(TASK REQUIREMENTS):
Below are the entries to retype; reproduce each one exactly.

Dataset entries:
..........
PR #8470, opened 2025-02-13
faster cellauto explosions

### LINKED ISSUE #8458: Walking through explosion shockwaves (blast walking)
### Testmerges

N/A

### Round ID

_No response_

### Description of the bug

Sometimes, you can walk into a shockwave tile the same time it travels to your tile, thus bypassing and "dodging" the explosion. This lets you avoid stuns.

https://github.com/user-attachments/assets/56685dad-59b1-4b19-acba-910f612bd8b5

The shockwave should apply its effects (stun, damage) to you every single time, as opposed to seemingly being unphased by it.

1. Throw grenade
2. Get lucky while walking towards it
3. Blast walk through the explosion, thus avoiding injury
...

### Issue Bingo

jupyterkat:
# About the pull request

makes explosions near instant
please tm this, there might be unforeseen consequences
Fixes #8458

no more dodging explosions by walking between the blastwaves

<details>

[Video.webm](https://github.com/user-attachments/assets/b9131acb-f881-4b3b-9fc3-169d51f82531)

</details>

# Changelog
:cl:
refactor: explosions are now faster
/:cl:


Willzadl:
I don't know whether this is verifiable, but in game it seems to have made grenades unpredictably laggy, sometimes taking a longer time to detonate

private-tristan:
This causes claymores to deal significantly more damage than previously.

code/modules/shuttles/marine_ferry.dm
```diff
@@ -467,14 +467,8 @@
...
-	var/explosion_alive = TRUE
-	while(explosion_alive)
-		explosion_alive = FALSE
-		for(var/datum/automata_cell/explosion/E in GLOB.cellauto_cells)
-			if(E.explosion_cause_data && E.explosion_cause_data.cause_name == "dropship crash")
-				explosion_alive = TRUE
-				break
-		sleep(1)
+	while(SSexplosions.is_exploding())
+		sleep(10)
```
fira, line 471: sleep(world.tick_lag)
or UNTIL() if you're fine with stoplag()

code/datums/autocells/explosion.dm
```diff
@@ -57,15 +54,12 @@
...
-	// Workaround to account for the fact that this is subsystemized
-	// See on_turf_entered
-	var/list/atom/exploded_atoms = list()
-
 	var/obj/effect/particle_effect/shockwave/shockwave = null
 
 // If we're on a fake z teleport, teleport over
 /datum/automata_cell/explosion/birth()
 	shockwave = new(in_turf)
+	QDEL_IN(shockwave, 0.2 SECONDS)
```
fira, line 62: I haven't looked in great detail but I don't think you want to tie in explosion lifecycle to time, because the whole contentious point with them and the reason this PR exists to begin with is that there is a noticeable drift between subsytem ticks and world time

code/controllers/subsystem/explosions.dm
```diff
@@ -0,0 +1,49 @@
+
+SUBSYSTEM_DEF(explosions)
+	name  = "Explosions"
+	wait  = 0.05 SECONDS
+	priority = SS_PRIORITY_EXPLOSIONS
+	flags = SS_NO_INIT
+
+	var/list/exploded_turfs = list()
+	var/list/currentrun = list()
```
fira, line 9:
```suggestion
	var/list/list/currentrun = list() //! List of currently processed explosion information
```

code/controllers/subsystem/explosions.dm
```diff
@@ -0,0 +1,49 @@
...
+		currentrun.len--
+
+		var/turf/exploded_turf = ex_args["exploded_turf"]
+
+		if (!exploded_turf || QDELETED(exploded_turf))
+			continue
+
+		exploded_turf.ex_act(ex_args["power"], ex_args["direction"], ex_args["explosion_cause_data"])
+		for(var/atom/exploded_article in exploded_turf)
+			if(!exploded_article || QDELETED(exploded_article))
```
fira, line 44: if it's in the turf, it's not deleted, considering this is ran on MC scheduling, not as a side effect

code/controllers/subsystem/explosions.dm
```diff
@@ -0,0 +1,49 @@
...
+		currentrun = exploded_turfs.Copy()
+		exploded_turfs.Cut()
+
+	while(length(currentrun))
+		var/list/ex_args = currentrun[length(currentrun)]
+		currentrun.len--
+
+		var/turf/exploded_turf = ex_args["exploded_turf"]
+
+		if (!exploded_turf || QDELETED(exploded_turf))
```
fira, line 39: turfs never delete 'proper', you don't need to check

code/controllers/subsystem/explosions.dm
```diff
@@ -0,0 +1,49 @@
...
+			continue
+
+		exploded_turf.ex_act(ex_args["power"], ex_args["direction"], ex_args["explosion_cause_data"])
+		for(var/atom/exploded_article in exploded_turf)
```
fira, line 43: as anything

code/datums/autocells/explosion.dm
```diff
@@ -209,40 +189,13 @@
...
-
-	exploded_atoms += A
-
-	// Note that we don't want to make it a directed ex_act because
-	// it could toss them back and make them get hit by the explosion again
-	if(A.gc_destroyed)
-		return
-
-	INVOKE_ASYNC(A, TYPE_PROC_REF(/atom, ex_act), power, null, explosion_cause_data)
-	log_explosion(A, src)
```
fira, line 245: Where did this go? It's dumb but it's important, because that's how game ensures you can't just walk through an explosion, and that chained explosions work properly

fira (commented):
Not a fan honestly

code/datums/autocells/explosion.dm
jupyterkat: this is the shockwave effect though, not the explosion itself

code/datums/autocells/explosion.dm
jupyterkat: not needed anymore, since explosions are sped up so much, this actually makes the performance worse.

code/modules/shuttles/marine_ferry.dm
jupyterkat: huh

code/datums/autocells/explosion.dm
fira: It's here for a reason. It's not just about things moving normally into each other at walkspeed, it also is relevant for things like recursive throws into explosions. Also, even if explosions happened in perfect sync with the rest, you'd still need to scan turfs twice per tick to ensure you sample player positions correctly to pick them up during subsytem fire. Otherwise someone can walk through an explosion before you scan for them if they moved in another way during previous tick. Think of it like Shannon-Nyquist theorem

jupyterkat: well then it clearly doesn't work anyways considering that blast walking is still a thing

jupyterkat: Its also not relevant for throws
..........
(SOLUTION TO THIS EXERCISE):
PR #8470, opened 2025-02-13
faster cellauto explosions

### LINKED ISSUE #8458: Walking through explosion shockwaves (blast walking)
### Testmerges

N/A

### Round ID

_No response_

### Description of the bug

Sometimes, you can walk into a shockwave tile the same time it travels to your tile, thus bypassing and "dodging" the explosion. This lets you avoid stuns.

https://github.com/user-attachments/assets/56685dad-59b1-4b19-acba-910f612bd8b5

The shockwave should apply its effects (stun, damage) to you every single time, as opposed to seemingly being unphased by it.

1. Throw grenade
2. Get lucky while walking towards it
3. Blast walk through the explosion, thus avoiding injury
...

### Issue Bingo

jupyterkat:
# About the pull request

makes explosions near instant
please tm this, there might be unforeseen consequences
Fixes #8458

no more dodging explosions by walking between the blastwaves

<details>

[Video.webm](https://github.com/user-attachments/assets/b9131acb-f881-4b3b-9fc3-169d51f82531)

</details>

# Changelog
:cl:
refactor: explosions are now faster
/:cl:


Willzadl:
I don't know whether this is verifiable, but in game it seems to have made grenades unpredictably laggy, sometimes taking a longer time to detonate

private-tristan:
This causes claymores to deal significantly more damage than previously.

code/modules/shuttles/marine_ferry.dm
```diff
@@ -467,14 +467,8 @@
...
-	var/explosion_alive = TRUE
-	while(explosion_alive)
-		explosion_alive = FALSE
-		for(var/datum/automata_cell/explosion/E in GLOB.cellauto_cells)
-			if(E.explosion_cause_data && E.explosion_cause_data.cause_name == "dropship crash")
-				explosion_alive = TRUE
-				break
-		sleep(1)
+	while(SSexplosions.is_exploding())
+		sleep(10)
```
fira, line 471: sleep(world.tick_lag)
or UNTIL() if you're fine with stoplag()

code/datums/autocells/explosion.dm
```diff
@@ -57,15 +54,12 @@
...
-	// Workaround to account for the fact that this is subsystemized
-	// See on_turf_entered
-	var/list/atom/exploded_atoms = list()
-
 	var/obj/effect/particle_effect/shockwave/shockwave = null
 
 // If we're on a fake z teleport, teleport over
 /datum/automata_cell/explosion/birth()
 	shockwave = new(in_turf)
+	QDEL_IN(shockwave, 0.2 SECONDS)
```
fira, line 62: I haven't looked in great detail but I don't think you want to tie in explosion lifecycle to time, because the whole contentious point with them and the reason this PR exists to begin with is that there is a noticeable drift between subsytem ticks and world time

code/controllers/subsystem/explosions.dm
```diff
@@ -0,0 +1,49 @@
+
+SUBSYSTEM_DEF(explosions)
+	name  = "Explosions"
+	wait  = 0.05 SECONDS
+	priority = SS_PRIORITY_EXPLOSIONS
+	flags = SS_NO_INIT
+
+	var/list/exploded_turfs = list()
+	var/list/currentrun = list()
```
fira, line 9:
```suggestion
	var/list/list/currentrun = list() //! List of currently processed explosion information
```

code/controllers/subsystem/explosions.dm
```diff
@@ -0,0 +1,49 @@
...
+		currentrun.len--
+
+		var/turf/exploded_turf = ex_args["exploded_turf"]
+
+		if (!exploded_turf || QDELETED(exploded_turf))
+			continue
+
+		exploded_turf.ex_act(ex_args["power"], ex_args["direction"], ex_args["explosion_cause_data"])
+		for(var/atom/exploded_article in exploded_turf)
+			if(!exploded_article || QDELETED(exploded_article))
```
fira, line 44: if it's in the turf, it's not deleted, considering this is ran on MC scheduling, not as a side effect

code/controllers/subsystem/explosions.dm
```diff
@@ -0,0 +1,49 @@
...
+		currentrun = exploded_turfs.Copy()
+		exploded_turfs.Cut()
+
+	while(length(currentrun))
+		var/list/ex_args = currentrun[length(currentrun)]
+		currentrun.len--
+
+		var/turf/exploded_turf = ex_args["exploded_turf"]
+
+		if (!exploded_turf || QDELETED(exploded_turf))
```
fira, line 39: turfs never delete 'proper', you don't need to check

code/controllers/subsystem/explosions.dm
```diff
@@ -0,0 +1,49 @@
...
+			continue
+
+		exploded_turf.ex_act(ex_args["power"], ex_args["direction"], ex_args["explosion_cause_data"])
+		for(var/atom/exploded_article in exploded_turf)
```
fira, line 43: as anything

code/datums/autocells/explosion.dm
```diff
@@ -209,40 +189,13 @@
...
-
-	exploded_atoms += A
-
-	// Note that we don't want to make it a directed ex_act because
-	// it could toss them back and make them get hit by the explosion again
-	if(A.gc_destroyed)
-		return
-
-	INVOKE_ASYNC(A, TYPE_PROC_REF(/atom, ex_act), power, null, explosion_cause_data)
-	log_explosion(A, src)
```
fira, line 245: Where did this go? It's dumb but it's important, because that's how game ensures you can't just walk through an explosion, and that chained explosions work properly

fira (commented):
Not a fan honestly

code/datums/autocells/explosion.dm
jupyterkat: this is the shockwave effect though, not the explosion itself

code/datums/autocells/explosion.dm
jupyterkat: not needed anymore, since explosions are sped up so much, this actually makes the performance worse.

code/modules/shuttles/marine_ferry.dm
jupyterkat: huh

code/datums/autocells/explosion.dm
fira: It's here for a reason. It's not just about things moving normally into each other at walkspeed, it also is relevant for things like recursive throws into explosions. Also, even if explosions happened in perfect sync with the rest, you'd still need to scan turfs twice per tick to ensure you sample player positions correctly to pick them up during subsytem fire. Otherwise someone can walk through an explosion before you scan for them if they moved in another way during previous tick. Think of it like Shannon-Nyquist theorem

jupyterkat: well then it clearly doesn't work anyways considering that blast walking is still a thing

jupyterkat: Its also not relevant for throws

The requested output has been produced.